US E&P Stuck on the ‘Blah’ Cycle

The US onshore business is looking flat at the moment, though these sorts of predictions are prone to sudden shifts.


The US onshore oil and gas outlook is somewhere between sinking and stagnant.

Oil and gas companies recently reported another quarter of slowing activity, according to the recent survey by the Kansas City branch of the Federal Reserve Bank.

Its survey covering exploration and production in New Mexico, Oklahoma, and Colorado showed slowing drilling, shrinking profits, and reduced business activity.

One plus: Workers don’t seem affected by the doldrums. The survey reported that the number of employees and the number of hours worked “remain positive.”
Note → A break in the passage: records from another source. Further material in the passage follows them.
PR #124, opened 2026-06-11
fix(android): UI refresh issues and chain URL fallback

DevAnuragT:
### 1. Balance not refreshed after on-chain send
- After sending on-chain, total balance still showed old amount
- Added `appState.refreshBalances()` after successful send in `OnChainScreen.kt`

### 2. Slider/orders allowed without channel
- Buy/Sell buttons and slider were always enabled, even without a channel
- Added `enabled = hasReadyChannel` to Buy/Sell ActionButtons
- Pass `null` for `onTradeRequest` when no channel (disables slider interaction)

### 3. No feedback on channel close
- After clicking "Close Channel", page was static with no feedback
- Added `setStatus("Closing channel...")` when close is initiated
- Added `refreshBalances()` after successful close
- Added error handling with `setStatus("Close failed: ...")` on failure

### 4. Chain URL fallback not working
- `resolveChainUrl()` was running in parallel, so node started with default URL before fallback was determined
- Changed to resolve chain URL before starting node
- If blockstream.info is unreachable, node now uses mempool.space from the start

## Files Changed
- `HomeScreen.kt` — disabled Buy/Sell buttons and slider when no channel
- `OnChainScreen.kt` — added balance refresh after send
- `ChannelView.kt` — added close feedback and error handling
- `AppState.kt` — resolve chain URL before starting node

### DIFF
--- a/android/app/src/main/java/com/stablechannels/app/AppState.kt
+++ b/android/app/src/main/java/com/stablechannels/app/AppState.kt
@@ -149,10 +149,8 @@ class AppState(private val context: Context) : ViewModel() {
                 loadChannelFromDB()
                 priceService.startAutoRefresh()
 
-                // Resolve best esplora endpoint in parallel
-                launch {
-                    chainUrl = resolveChainUrl()
-                }
+                // Resolve best esplora endpoint before starting node
+                chainUrl = resolveChainUrl()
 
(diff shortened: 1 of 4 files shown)


toneloc:
I took these and put them in #127 with a bug fix. Thanks.

PR #127, opened 2026-06-12
Fix/UI refresh consolidate

toneloc:


toneloc:
Supersedes #124 with a bug fix @DevAnuragT

PR #130, opened 2026-06-14
fix(android): copy icon visibility and restore dialog UX

DevAnuragT:
### 1. Copy icon invisible on on-chain receive page
- Icon used `MaterialTheme.colorScheme.primary` which was camouflaged with the card's `surfaceVariant` background
- Changed to `MaterialTheme.colorScheme.onSurface` for better visibility

### 2. Restore dialog poor UX
- No loading state — dialog stayed open with no feedback after clicking Restore
- Added `isRestoring` state with progress indicator
- Shows "Restoring wallet..." with spinner while processing
- Disables all buttons during restore
- Prevents dialog dismissal while restoring

## Files Changed
- `FundWalletScreen.kt` — changed icon tint color
- `BackupView.kt` — added loading state to restore dialog


toneloc (commented):
Thanks for this contribution @DevAnuragT

PR #831, opened 2026-07-26
feat(website): author the coming-from-react page in markdown

devinjameson:
Follow-up to #825. Migrates `coming-from-react`, adds the container island it needed, and picks up the deferred items from that PR's review discussion.

## The `:::Faq` container island

`::Demo` injects Html the page pre-built, so it cannot hold markdown children. A collapsible FAQ section needs the opposite: the pipeline renders the prose, and something wraps it. `:::Faq{id="..." question="..."}` does that, handing its rendered children to a `renderFaq` the page supplies.

The page has to supply it because the open state lives in that page's own Model and the toggle produces that page's Message, neither of which the shared island views can reach. This works because `Html` is not parameterized by Message, so a shell typed to the page's Message is the same runtime value. With no shell supplied, the island renders the question above its answer, which is exactly what the page already did for an id its Model does not track.

## Slots

What a page contributes to its own markdown is now one `Slots` value rather than an argument per island type, and `demoDocPage` becomes `slotDocPage` to match. `Slots` and its resolvers moved to `markdown/slots.ts`, which:

- breaks the import cycle between `docPage` and `islands` that the demo work introduced, and
- makes slot resolution testable for the first time. Importing `islands` in a test pulls the snippet registry, whose `?highlighted` modules fail with `ReferenceError: Runtime is not defined`. `slots.ts` reaches none of that, so the render tests I could not write in #825 now exist.

## The page

`comingFromReact/view.ts` drops from 558 lines to the FAQ shell plus a page binding. Two tests lock the result: the table of contents matches the five original entries, and the nine `:::Faq` ids match `FAQ_IDS` exactly and in order, so the markdown and the page's own list cannot drift apart.

The comparison table becomes a markdown table, which left `view/table.ts` with no consumers. knip flagged it and it is deleted.

The migration itself is a transcription, verified rather than assumed: of the 105 prose string literals in the old `view.ts`, 98 appear verbatim in the markdown (normalizing whitespace and curly quotes). The seven that differ are exactly the copy-button labels described below.

**One behavior change:** this page passed copy labels like `'Copy React counter'`, whereas the `::Snippet` island always renders `Copy {label} to clipboard`. The aria labels on those seven copy buttons gain the trailing " to clipboard", and the two auto-count buttons now read "auto-count" to match their heading and the `ClickedToggleAutoCount` Message rather than "auto-play". No visible prose changes. This matches how the same case was handled in the earlier migration.

## Counter snippet renames

Four of this page's snippets were named one section away from what they contain. `reactCounterReset` and `foldkitCounterReset` hold the auto-count example and contain no reset at all, while `reactCounterAutoPlay` and `foldkitCounterAutoPlay` hold the step-size example. They become `*CounterAutoCount` and `*CounterStepSize`, matching the headings above them. The file contents are untouched.

This page is their only consumer now that the old view is gone, so the eight `*Raw` / `*Highlighted` exports for them in `snippet/index.ts` go with the rename as dead code. The `::Snippet` name check below is what guards this class of drift going forward.

## `::Snippet` name check

`snippetNames` was exported with a docstring saying it existed "so a build-time check can validate that each `::Snippet{name="..."}` directive resolves to a real file". That check was never written, and the export had no consumers. It exists now, covering all 45 markdown documents, and was verified to fail on a bad name.

A generated literal union is not available here: the registry is built from `import.meta.glob` at runtime and the name is markdown data, so unlike `::Demo` names this lookup cannot be made total by construction. The runtime warning stays as the dev-time signal.

## On type-level island names

I investigated making island-name drift a compile error, which would retire the string-matching drift tests. It is not worth building. `packages/markdown/content.d.ts` declares a single global wildcard module for `*.md` whose default export is typed `unknown`, so TypeScript applies one type to every `.md` import with no per-file variation. Literal names would require emitting a `.d.ts` next to each `.md` plus codegen ordered ahead of `tsc`, which is substantial machinery in the published package to replace a short test. The design also already types the document as `unknown` on purpose and validates it through Schema at runtime.

## Verification

Typecheck, 230 website tests, lint, knip dead-code, the circular-dependency check, prettier, and the website build all pass. Each new guard was confirmed to fail on injected drift rather than trusted because it was green: the `:::Faq` id list, the cross-page `:::Faq` containment check, the `::Demo` name check, and the `::Snippet` name check.


devinjameson:
@coderabbit review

An anonymous commenter in the survey said, “Our company could do more and would do more if we could find quality people. The traders have believed the recession talk and have hurt commodity prices. The fundamentals still show energy use increasing.”

The report mirrored a run of recent reports from the US Energy Information Administration (EIA) predicting flat future oil prices, and gas prices recovering from awful to about average.

The number of drilling rigs working dropped by more than 100 during the first half of the year and has stabilized in the weeks since, according to the Baker Hughes report done by Enverus.

Fracturing capacity measured by the number of fleets is also flat and likely remain that way.

“There are approximately 290 active fleets and we do not see that increasing,” said Justin Mayorga, vice president for shale supply chain research for Rystad, adding, “No one wants to see any growth, even investors.

An exception to that observation: Operators have been willing to pay up for higher-horsepower pumps that allow them to maintain high pumping rates while going faster by fracturing multiple wells at the same time.

The Thrill Is Gone

The days when $75/bbl oil could drive a drilling boom are past.

That price is near the current benchmark for WTI, which is high enough to sustain drilling—comfortably above the $63/bbl breakeven price in the Fed survey—but well short of the $86 average its respondents said is needed for a substantial increase at a time when doing more requires paying more in a tight oilfield services market.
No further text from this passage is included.